:: What the task asks ::
In the entries below, which lines run from the one containing "1. What version" to the one containing "9. What did you expect to see?"? Copy exactly those lines, ends included, and no others.

:: Records provided ::

PR #3336, opened 2023-04-18
Removed extra docs for Go 1.16.

guettli:
Removed extra docs for Go 1.16.


aarzilli:
Those install instructions are still valid, in fact we should probably move them above the clone-and-build method.

derekparker:
Cl

Issue #3342, opened 2023-04-25
Time string not always displayed


sylr:
1. What version of Delve are you using (`dlv version`)?
```
dlv version
Delve Debugger
Version: 1.20.2
Build: $Id: e0c278ad8e0126a312b553b8e171e81bcbd37f60 $
```
3. What version of Go are you using? (`go version`)?
```
go version go1.20.3 darwin/arm64
```
5. What operating system and processor architecture are you using? 
```Darwin```
7. What did you do?
```go
package main

import (
	"fmt"
	"time"
)

type Interval struct {
	Start time.Time
	End   time.Time
}

func main() {
	t := time.Now().Truncate(time.Second)
	i := Interval{Start: t, End: t.Add(time.Hour * 24)}

	ts := make([]Interval, 0, 1)
	ts = append(ts, i)

	fmt.Printf("ts: %v\n", ts)
}
```
9. What did you expect to see?

I'd like to see the Time string in ts[0].Start and ts[0].End.

11. What did you see instead?

<img width="734" alt="image" src="https://user-images.githubusercontent.com/153052/234259669-2b90d25a-3422-463b-8793-e1aa473f6c2e.png">

alexsaezm:
For what it's worth, this also happens on linux/amd64. I'm wondering what should be the expected output, exactly like `i.Start`?

sylr:
> For what it's worth, this also happens on linux/amd64. I'm wondering what should be the expected output, exactly like `i.Start`?

That would be my expectation yes.

alexsaezm:
For the record, looks like dap can be configured so it might interested to add a configuration option like "depth" and a sane default.

If the solution sounds ok, I'll work on a PR.

derekparker:
I'm not sure if the DAP folks actually intend for it to be configurable given https://github.com/go-delve/delve/blob/master/service/dap/server.go#L256. We could experiment with increasing the depth to 2, or maybe this is something better solved on the VSCode side?

cc @hyangah

suzmue:
Sent a PR for fixing the bug where the time.Time arguments have the values.

![Screenshot 2023-04-28 at 3 19 16 PM](https://user-images.githubusercontent.com/6634754/235259321-75eb4963-721c-4c6d-8ebf-b7d49b4f2910.png)

We also need to address the inconsistency with Interval sometimes having the children loaded and displaying the formatted string in its value and sometimes not.  (`i` displays time.Time but `ts[0]` doesn't).

[...]

PR #3349, opened 2023-04-28
service/dap: use reloaded value

suzmue:
The only part of the reloaded value that was used was the Children. This caused a bug where the Time format string was reloaded, but it was not being displayed.

Fixes go-delve/delve#3342

### DIFF
--- a/service/dap/server.go
+++ b/service/dap/server.go
@@ -2485,6 +2485,7 @@ func (s *Session) convertVariableWithOpts(v *proc.Variable, qualifiedNameOrExpr 
 			value += fmt.Sprintf(" - FAILED TO LOAD: %s", err)
 		} else {
 			v.Children = vLoaded.Children
+			v.Value = vLoaded.Value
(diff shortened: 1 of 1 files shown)


suzmue:
This is a super minimal change to fix the issue. I think we should probably prioritize reloading in the way described in the TODO above the section. I am planning to take a look at that this afternoon.

suzmue:
Screenshot 2023-04-28 at 3 19 16 PM

sylr:
Is this normal on `ts[0]` line `Start` is shown as `*time.Time` ?

suzmue:
> Is this normal on `ts[0]` line `Start` is shown as `*time.Time` ?

Fixing the variable at that level would definitely require additional loading logic. We'd have to check if we need to reload a level earlier to make this work I think so deciding when we need to reload would be the biggest obstacle I believe and the potential performance costs of reloading more aggressively.

aarzilli (approved):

:: Reply ::
1. What version of Delve are you using (`dlv version`)?
```
dlv version
Delve Debugger
Version: 1.20.2
Build: $Id: e0c278ad8e0126a312b553b8e171e81bcbd37f60 $
```
3. What version of Go are you using? (`go version`)?
```
go version go1.20.3 darwin/arm64
```
5. What operating system and processor architecture are you using? 
```Darwin```
7. What did you do?
```go
package main

import (
	"fmt"
	"time"
)

type Interval struct {
	Start time.Time
	End   time.Time
}

func main() {
	t := time.Now().Truncate(time.Second)
	i := Interval{Start: t, End: t.Add(time.Hour * 24)}

	ts := make([]Interval, 0, 1)
	ts = append(ts, i)

	fmt.Printf("ts: %v\n", ts)
}
```
9. What did you expect to see?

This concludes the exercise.